**** INFORMATION GIVEN

PR #96, opened 2016-03-23
Industrial tsm - redo

vizax:
Added hasIndustrialTSM() check to muscCost

I believe this was how you were expecting me to edit. Very good call., nice and simple and already ready to go with a small change. I completely missed it.


arlith:
Looks okay to me, thanks for the PR.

********

• _ABOUT THIS EXERCISE_
With no alteration of any kind, give the data again in full.

• _WRITTEN SOLUTION_
PR #96, opened 2016-03-23
Industrial tsm - redo

vizax:
Added hasIndustrialTSM() check to muscCost

I believe this was how you were expecting me to edit. Very good call., nice and simple and already ready to go with a small change. I completely missed it.


arlith:
Looks okay to me, thanks for the PR.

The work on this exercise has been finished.